If Trump’s aim Wednesday was to flesh out just how he intends to fulfill his campaign’s pledge to “Make America Great Again,” he fell short. Four of Trump’s seven short position papers posted on his website (dealing with the U.S.-Mexican wall, other immigration issues, veterans’ care and U.S.-China trade) are international in nature, although there are none dealing with the Pentagon or terrorism. He spoke at the capital’s Mayflower Hotel, after officials concluded the original site at the National Press Building lacked sufficient space for security, according to Paul Saunders, executive director of the Center for the National Interest, a right-leaning think tank that sponsored the event.
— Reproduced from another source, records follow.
PR #1447, opened 2021-03-15
Don't allow field extractors to match field name suffixes

lava:
###  :memo: Checklist

### DIFF
--- a/CHANGELOG.md
+++ b/CHANGELOG.md
@@ -13,6 +13,10 @@ This changelog documents all notable user-facing changes of VAST.
 
 ## Unreleased
 
+- 🐞 A query for a field or field name suffix that matches multiple fields of
+  different types would erroneously return no results.
+  [#1447](https://github.com/tenzir/vast/pull/1447)
+
 - ⚠️ The default size of table slices (event batches) that is created from
   `vast import` processes has been changed from 1000 to 1024.
   [#1396](https://github.com/tenzir/vast/pull/1396)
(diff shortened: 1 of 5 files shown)


lava:
After thinking about this PR a bit, I think this might break queries like `zeek.* == "xxx"`. Since there's no unit test for these and they would have only very rarely worked previously, I'm not sure if this was supposed to work. But as a user, it seems like something I'd intuitively expect to work, if wildcards are supported at all.

tobim:
> After thinking about this PR a bit, I think this might break queries like `zeek.* == "xxx"`. Since there's no unit test for these and they would have only very rarely worked previously, I'm not sure if this was supposed to work. But as a user, it seems like something I'd intuitively expect to work, if wildcards are supported at all.

The bug that this PR fixes prevented those queries to work as well, so I don't think there is any harm done.

mavam:
> But as a user, it seems like something I'd intuitively expect to work, if wildcards are supported at all.

Yeah, I agree. let's treat this as a separate feature that we don't support yet.

If we stick with component-based suffix matching, we're good for this PR.

tobim (changes requested):
This is still missing a changelog entry, otherwise it is good to go.

CHANGELOG.md
```diff
@@ -13,6 +13,10 @@ This changelog documents all notable user-facing changes of VAST.
 
 ## Unreleased
 
+- 🐞 Partitions containing multiple fields with the same field name suffix could
+  fail to return some query results due to a bug in the type resolver.
+  [#1447](https://github.com/tenzir/vast/pull/1447)
```
tobim, line 18: This is very technical, the changelog should be more geared towards the user.
How about:
```
A query for a field or field name suffix that matches multiple fields of different
types would erroneously return no results.
```

lava: I think we agreed not to do changelog wordsmithing in the individual PRs in favor of one big wording pass when we rearrange the changlog for the release.

dominiklohmann: To be fair, that's not really wordsmithing but rather changing the content entirely.

tobim (approved):

PR #1449, opened 2021-03-15
Fix usage of CCache inside Docker in CI

dominiklohmann:
~This is more of an experiment than me actually knowing what I'm doing here. 🤷‍♂️~ I understand now. We're using CCache again _and_ are uploading the cache again.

But the lack of concrete details left many foreign-policy types scratching their heads. “The ‘America First’ theme is two-edged,” said Andrew Bacevich, a retired Army colonel and military historian. “It will appeal to Trump’s base and to others disenchanted with recent U.S. foreign policy. But given its 1930s provenance, the phrase will open him up to the charge of being an isolationist.”
And Bacevich was being gentle. “It’s a crude, self-contradictory, blustering, historically ill-informed speech by a crude, self-contradictory, blustering, historically ill-informed guy,” says Eliot Cohen, a former top official at the Pentagon and State Department during Republican administrations who has made clear he will not vote for Trump if he is the GOP nominee.
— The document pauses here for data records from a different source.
PR #1450, opened 2021-03-15
Remove erased partitions from the meta index

lava:
###  :memo: Checklist

### DIFF
--- a/libvast/src/system/index.cpp
+++ b/libvast/src/system/index.cpp
@@ -869,6 +869,8 @@ index(index_actor::stateful_pointer<index_state> self,
       }
       self->state.inmem_partitions.drop(partition_id);
       self->state.persisted_partitions.erase(partition_id);
+      self->request(self->state.meta_index, caf::infinite, atom::erase_v,
+                    partition_id);
       self->request(self->state.filesystem, caf::infinite, atom::mmap_v, path)
         .then(
           [=](const chunk_ptr& chunk) mutable {
--- a/libvast/src/system/index.cpp
+++ b/libvast/src/system/index.cpp
@@ -869,8 +869,15 @@ index(index_actor::stateful_pointer<index_state> self,
       }
       self->state.inmem_partitions.drop(partition_id);
       self->state.persisted_partitions.erase(partition_id);
-      self->request(self->state.meta_index, caf::infinite, atom::erase_v,
-                    partition_id);
+      self
+        ->request(self->state.meta_index, caf::infinite, atom::erase_v,
+                  partition_id)
+        .then([](atom::ok) { /* nop */ },
+              [partition_id](const caf::error& err) {
+                VAST_WARN("index encountered an error trying to erase "
+                          "partition {} from the meta index: {}",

Such geopolitical squabbles are nothing new in U.S. campaigns. “You worry about rhetoric on the campaign trail,” says James Clapper, the nation’s top spy as director of national intelligence. “I am struck with how simple things are on the campaign trail,” he told TIME on Monday, “and how those very same issues are very hard in the confines of the Situation Room.” The closer to the Oval Office candidates get, Clapper added, the more their views are tempered by the responsibility of the office.
Some of Trump’s criticisms seemed to hit home. He blasted the 2011 U.S.-led intervention in Libya, which has led to a failed state, and slow-motion wars in Afghanistan and Iraq that seem no closer to ending—and certainly not to U.S. success—than they did when they began more than a decade ago. He fired a broadside at the “red line” Obama warned Syria’s Bashar Assad not to cross by using chemical weapons in his civil war, and then backed down when Assad did just that in 2013. “Our friends and enemies must know that if I draw a line in the sand,” Trump said, “I will enforce that line in the sand.” Trump generated applause—one of 31 times during his speech—when he rapped Obama for how he has described the war on ISIS. “We’re in a war against radical Islam, but President Obama won’t even name the enemy,” he said. “Unless you name the enemy, you will never ever solve the problem.”
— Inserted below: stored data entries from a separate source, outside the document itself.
PR #1451, opened 2021-03-16
Report metrics while idle

dominiklohmann:

Previously, VAST skipped metrics reports for the archive, importer, source, and sink components when they handled 0 events since the last metric report. This made it impossible to distinguish on metrics dashboards whether a component was offline or idle. Instead, VAST now properly reports 0 events while idle.

###  :memo: Checklist

File-by-file.

### DIFF
--- a/libvast/src/system/accountant.cpp
+++ b/libvast/src/system/accountant.cpp
@@ -314,12 +314,16 @@ accountant(accountant_actor::stateful_pointer<accountant_state> self,
       for (const auto& [key, value] : r) {
         self->state->record(key + ".events", value.events, ts);
         self->state->record(key + ".duration", value.duration, ts);
-        auto rate = value.rate_per_sec();
-        if (std::isfinite(rate))
-          self->state->record(key + ".rate", rate, ts);
-        else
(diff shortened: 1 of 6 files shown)


libvast/src/system/accountant.cpp
```diff
@@ -314,12 +314,16 @@ accountant(accountant_actor::stateful_pointer<accountant_state> self,
       for (const auto& [key, value] : r) {
         self->state->record(key + ".events", value.events, ts);
         self->state->record(key + ".duration", value.duration, ts);
-        auto rate = value.rate_per_sec();
-        if (std::isfinite(rate))
-          self->state->record(key + ".rate", rate, ts);
-        else
-          self->state->record(key + ".rate",
-                              std::numeric_limits<decltype(rate)>::max(), ts);
+        if (value.events == 0) {
```
lava, line 317: As discussed on slack, this special case shouldnt be necessary but empirically we observed that we sometimes receive records with 0 events and 0 duration.

(just leaving this comment in case anyone wonders and looks at the PR in the future)

lava (approved):
Looks good to me.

Military force, Trump said, isn’t at the top of his to-do list. “But if America fights,” he added, “it must only fight to win”—echoing what many U.S. military officers have been saying, largely in private, for years. But he offered no specifics on how he would do that, or what would follow in such bloodied lands occupied by factions that have fought each other for centuries.
GOP national-security stalwarts have criticized Trump’s foreign-policy brain trust as inexperienced and small-bore, and no foreign-policy heavyweights were spotted among the scores of people attending his speech. That may give the GOP’s mainstream the belief they can dismiss him and his still-evolving ideas. But, in case you hadn’t noticed, that mainstream thinking brought the U.S. 9/11; a pair of inconclusive wars that have killed nearly 6,900 U.S. troops and cost at least $3 trillion; the rise of China and Russia, messes in Libya, Somalia and Yemen; and the scourge of terrorism. “It’s time to shake the rust off America’s foreign policy,” Trump said. “It’s time to invite new voices and new visions into the fold.”
Acknowledging the gravity of Wednesday’s speech—and the danger it could derail any chance Trump has to capture the White House—he relied on a teleprompter. “If you’re running for President,” he has said, “you shouldn’t be allowed to use a teleprompter.” But apparently if you’re a serious candidate—as Trump now most assuredly is—you’re free to ignore your own glib advice, when it comes to audio-visual aids as well as untenable foreign-policy pronouncements.